Barbera, a dark-skinned variety from the Monferrato hills, is Piedmont’s workhorse grape and the region’s most widely planted variety. It is long been used to make everyday wines under a number of DOC titles, but is now behind a growing number of superlative wines. Piedmont’s best Barberas are sold under the Barbera del Monferrato, Barbera d’Asti or Barbera d’Alba titles. These are classically Italian in style: tangy, sour-cherry-scented reds with good acidity and moderate complexity. Less astringently tannic than their Nebbiolo-based counterparts, Barbera wines are enjoyable (and marketable) within just a year or two of vintage, giving them a competitive edge in today’s fast-paced, impatient wine market. This has made Barbera popular with both wineries and consumers.

The third red grape of Piedmont is Dolcetto. It has several DOCs devoted exclusively to it: Dolcettos d’Alba, d’Acqui and di Ovada are the top three. Although its name means ‘little sweet one’, Dolcetto is usually used to make dry red wines with an appetizing, gently bitter finish. Unfortunately, the care and attention lavished on Nebbiolo and Barbera too often leave their poor cousin Dolcetto lacking refinement and complexity.

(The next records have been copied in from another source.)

PR #886, opened 2018-08-24
Upgrade pep8 to pycodestyle

umeboshi2:
It seems that pep8 has been renamed to pycodestyle.  Also, pycodestyle seems to be 
a little more nitpicky than pep8, but using pep8 is deprecated.
https://pep8.readthedocs.io/en/release-1.7.x/

I started this branch upon encountering the ugly code in rtmplite in the tests directory, and noticed that pep8 was being used to check the code.  I have been using flake8 in my python projects, which performs more extensive linting checks, such as unused imports.  It helped warn me about grep and netstat being unused in the ```lib/utils.py``` file, as a result of yesterday's merge using code from netifaces.

In order to help "sixify" the rtmp code (I am not having nearly as many problems with the screenly code), I decided to use ```autopep8``` to help clean it up a bit.  The ```rtmplite``` repo looks like it's been mostly abandoned.  The autopep8 tool has a few features that help to "futurize" the code for python3, and it seemed to be easier to use that, rather than manually digging into that mess.

I am not sure how y'all feel about the styling changes.  I tried to break the lines only when it seemed the best approach, and placed ```# noqa``` comments at the end of the long lines that I thought were probably better left alone.

One of the newer errors flagged by pycodestyle is bare except statements.  Changing those to ```except BaseException``` silences the checker, but doesn't really provide the proper fix.  I changed a few of the bare excepts to be excepting BaseException, but decided to start ignoring those as well.  ```E722``` was added to the ignore option in the ```.travis.yml``` file, however my preference is to not ignore these issues, but actually except the most common error that may occur, and fail on unexpected errors, dealing with those as they arise.  The bare excepts say, "it doesn't matter what goes wrong," which may not always be the case.  This could potentially provide a false positive that the code is working, when something is really broken.

I decided to futurize ```bin/migrate.py``` even though this branch isn't focused on "sixifying" the code, since that seems to be the only place in the screenly code that the print statement is being used.

I'm sorry about the size of this PR.  I integrated travis-ci in my fork to help test this as I was working on it.  The past few commits have been successful on travis, so I decided to go ahead and open this PR, then get back to sixifying the rest of the code.

### DIFF
--- a/lib/utils.py
+++ b/lib/utils.py
@@ -28,14 +28,16 @@ HTTP_OK = xrange(200, 299)
 # Travis can run.
 try:
     from sh import omxplayer
-except:
+# FIXME find an expected exception
+except Exception:
     pass
 
 # This will work on x86-based machines
 if machine() in ['x86', 'x86_64']:
     try:
         from sh import ffprobe, mplayer
-    except:
+    # FIXME find an expected exception
+    except Exception:
         pass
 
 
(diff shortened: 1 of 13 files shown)


vpetersson:
@rusko124 Could you please take a look at this PR?

lib/utils.py
```diff
@@ -72,24 +71,18 @@ def validate_url(string):
     """
 
     checker = urlparse(string)
-    return bool(checker.scheme in ('http', 'https', 'rtsp', 'rtmp') and checker.netloc)
+    valid_schemes = ('http', 'https', 'rtsp', 'rtmp')
+    return bool(checker.scheme in valid_schemes and checker.netloc)
 
 
 def get_node_ip():
         """Returns the node's IP, for the interface
```
rusko124: 8 spaces instead of 4, thus, the line length is greater than 79

Issue #316, opened 2015-10-01
Add Google Analytics for ose.demo.screenlyapp.com


vpetersson:
I want to be able to track visitors on the [demo site](http://ose.demo.screenlyapp.com). 

The Google Analytics ID is: UA-37846380-3

Here's what I suggest we do: 
- We introduce a new variable in `settings.py` that is called something like `DEMO`
- We use something like `bool(os.getenv(DEMO, False))` such that we can set it with an environment variable
- In the templates, we add a conditional check for `DEMO`. If it is true, we add the Google Analytics snippet in the footer.

vpetersson:
I found an easier way to do this. Turns out there the file ` /.dockerenv` is always present in Docker. As such, the following snippet should do:

```
def is_running_in_docker():
    return os.path.isfile('/.dockerenv')
```

PR #893, opened 2018-09-03
Demo ga

rusko124:
I added Google analytics if the Screely was launched in the Docker container. This is intended for ose.demo.screenlyapp.com
The Google Analytics ID is: UA-37846380-3

### DIFF
--- a/lib/utils.py
+++ b/lib/utils.py
@@ -225,9 +225,4 @@ def is_demo_node():
     Check if the environment variable IS_DEMO_NODE is set to 1
     :return: bool
     """
-    is_demo_node_env = os.getenv('IS_DEMO_NODE', False)
-    if isinstance(is_demo_node_env, str) and is_demo_node_env == '1':
-        return True
-    else:
-        return False
-
+    return string_to_bool(os.getenv('IS_DEMO_NODE', False))
--- a/lib/utils.py
+++ b/lib/utils.py
@@ -218,3 +218,11 @@ def template_handle_unicode(value):
     if isinstance(value, str):
         return value.decode('utf-8')
     return unicode(value)
+
+
+def is_running_in_docker():
+    """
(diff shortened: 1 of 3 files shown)


vpetersson:
@rusko124 Since we're now moving the general workflow to Docker, let's tweak this instead. Instead of checking for if the file exist, let's instead check for the environment variable `IS_DEMO_NODE=1`. If that is set, then inject the GA snippet. If it is set to 0 or not set at all, skip it.

lib/utils.py
```diff
@@ -220,9 +220,15 @@ def template_handle_unicode(value):
...
-def is_running_in_docker():
+def is_demo_node():
     """
-    Check if running in the docker
+    Check if the environment variable IS_DEMO NODE is set to 1
     :return: bool
     """
-    return os.path.isfile('/.dockerenv')
+    try:
+        if os.environ['IS_DEMO_NODE'] == '1':
```
vpetersson: Use `os.getenv('IS_DEMO_NODE', False)` instead as we want to avoid try/except whenever possible.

Brachetto is also worthy of mention, not least for its role in the sweet, sparkling reds of the Brachetto d’Acqui DOCG. So too is Freisa, with its broad portfolio of sweet, dry, still and sparkling red wines made in Asti and Chieri.

Although Piedmont is known as a red-wine region, it produces several well regarded white wine styles. The most obvious (in every sense) are crowd-pleasing Moscato d’Asti and its less-ambitious cousin Asti Spumante. Both of these are made from Moscato grapes grown around the town of Asti, but there is a key distinction: Moscato d’Asti is sweeter, more lightly sparkling and generally of higher quality.

Much less frivolous than the sparkling whites of Asti is Gavi, the Piedmont white of the connoisseur. This is made from Cortese, a variety which struggles to produce wines of any aromatic complexity anywhere else, and is now facing serious competition from the alluringly aromatic Arneis. Although not as prestigious as the whites above, Arneis, the best of which comes from Roero, is increasingly popular for its delicate, exotic perfume. A final white worthy of mention is local obscurity Erbaluce (of Erbaluce di Caluso), which has naturally benefitted from the 300% increase in Piedmont’s white-wine production over the past three decades.

With more DOCGs and DOCs than any other Italian region, and about 40% of its wine produced at DOC/G level, Piedmont is challenged only by Veneto and Tuscany for the top spot among Italian wine regions. It is a region which has identified its star grapes, while continuing to experiment with new varieties in the background. Viognier has been trialed by at least one well-respected winery, and the ever-successful Chardonnay is also present in many Piedmont vineyards. Although secure for now, over the next decade Piedmont will be exposed to increasing competition from other Italian wine regions seeking to usurp its crown.